Hoy en día cualquier cosa es absolutamente dañina; ya sea desde la pasta hasta las bebidas azucaradas tienen una mala fama de ser artículos cancerígenos. Sin embargo, a menos que discutamos sobre los cigarrillos mentolados, son pocas las veces que se habla de la infertilidad. Creer en el hecho de que alguna cosa que entra directo a tu boca puede perjudicar a tu entrepierna es complicado; incluso hay personas que piensan que es algo imposible; de acuerdo con una investigación elaborada por Juan Miranda Ríos, indagador del Instituto de Investigaciones Biomédicas de la UNAM, afirma que el consumo de azúcares es más nocivo de lo que pensamos.
El terrible daño del consumo de azúcar.

De acuerdo con lo que descubrió Miranda, comer azúcar en exceso puede ser un elemento determinante para generar infertilidad. Para obtener esto resultados Miranda utilizó como sujetos de experimento a algunos ejemplares del gusano “Caenorhabditis elegans”, el cual tiene 60% de su material genético con el ser humano; se quiere entender de que gran parte de su organismo es similar a la nuestra.
Tras alimentar a las especies con la misma cantidad de grasa y azúcares que un humano, el experto pudo captar un descenso en el número de descendientes del gusano. Esa cantidad de hijos faltantes fue casi 50% en diferencia con el periodo reproductivo anterior.

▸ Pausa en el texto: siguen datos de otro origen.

PR #208, opened 2024-10-21
Add local Dragon Egg Shards

Nidoskull:
...did nobody EVER add Dragon Egg Shards to this yaml?? Anyway, this *should* generate fine. Tested by generating a few worlds, didn't encounter any errors.

### DIFF
--- a/games/Minecraft.yaml
+++ b/games/Minecraft.yaml
@@ -11,11 +11,14 @@ Minecraft:
   include_postgame_advancements: off
   shuffle_structures: on
   structure_compasses: on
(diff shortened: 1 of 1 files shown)


dafatman922:
I'm going to be honest, idk why dragon egg shards have never been included.
That being said, there is a problem with this setup for the dragon egg shards: I think the odds of getting a world that requires ALL dragon egg shards is a bit too high (this happens anytime req > available). I think having a set number of available and just ranging the requirement is preferable

ScootyPuffJr1:
This was addressed in another PR.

Los Caenorhabditis elegans colocan alrededor de 200 huevecillos durante su periodo de vida; sin embargo, después de ingerir azúcar, la cantidad de huevos no fue de más de 100.

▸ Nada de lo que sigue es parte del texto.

PR #217, opened 2024-11-15
Add Yacht Dice yaml

spinerak:
Added Yacht Dice.

- Please check if the weight of 77 is OK, I chose it semi-randomly. Might be too high, but since Yacht Dice is free, fast and easy to learn, it might be fine. But you probably have a way to determine weights.
- Also I don't understand what the program outputs so please check if I did it correctly.....

### DIFF
--- a/games/Yacht Dice.yaml
+++ b/games/Yacht Dice.yaml
@@ -1,0 +1,72 @@
+﻿Yacht Dice:
+  game_difficulty:
+    easy: 20
+    medium: 50
+    hard: 50
+    extreme: 0
+  score_for_last_check:
+    random-high: 50
+  score_for_goal:
+    random-high: 50
+  minimal_number_of_dice_and_rolls:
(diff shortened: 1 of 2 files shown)


ScootyPuffJr1:
I have concerns that the random-high used for score_for_goal will lead to worlds that are on the harder side. I haven't played Yacht Dice yet, so I'm purely basing this on the default of 777. Is this a valid concern? Should we use random-middle instead?

spinerak:
I don't think Yacht Dice will cause issues, it's a game that can be learned in 10 minutes. A high score_for_goal means you will need almost all of your items, while the default 777 requires maybe 70%-80% of your items.

What is the target audience for the settings? Are they familiar with Yacht Dice, or completely new? If they are familiar, then I see no problem at all. If they are completely new, the default yaml might be more fun, since the game is new too. The default yaml also already has many random elements (which items are in the pool).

Considerando la cantidad del material genético que tenemos en común con estos seres vivo, Miranda y sus compañeros comentan que este numero podrían ser exactamente igual al del ser humano; al igual que se ven en los gusanos, tras comer cantidades extremas de azúcares los seres humanos reducen su tiempo de vida al menos un 50%.

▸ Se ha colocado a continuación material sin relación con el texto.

PR #226, opened 2024-11-26
Update Timespinner.yaml

ArashiKurobara:
Updated option names to match 0.5.1 changes to future-proof (backwards-compatible for now but unsure if it's meant to stay backwards-compatible). Also removed explicit definitions for a couple minor options that were locked to their defaults anyway.

### DIFF
--- a/games/Timespinner.yaml
+++ b/games/Timespinner.yaml
@@ -1,6 +1,6 @@
 Timespinner:
   accessibility: full
-  local_items: [Timespinner Gear 1, Timespinner Gear 2, Timespinner Gear 3]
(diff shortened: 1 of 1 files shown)


ArashiKurobara:
Figment agrees it's not a bad idea to add the spindle to local, doesn't do anything itself (like the gears) and reduces the external requirement when a slot ends up logically looking for vanilla past access/back to the future to just the wheel instead of both pieces. (Wheel actually does do things, that one can stay "however it decides to shake out" =P)

Radagast81 (approved):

A través de la investigación creada por Miranda y su equipo estos persiguen dos enfoques: el primero es que las personas tenga conciencia con respecto a su manera de comer y segundo que las compañías farmacéuticas agilicen su trabajo e inicien a elaborar productos que manejen químicamente los cambios interno generados ingerir mucha azúcar.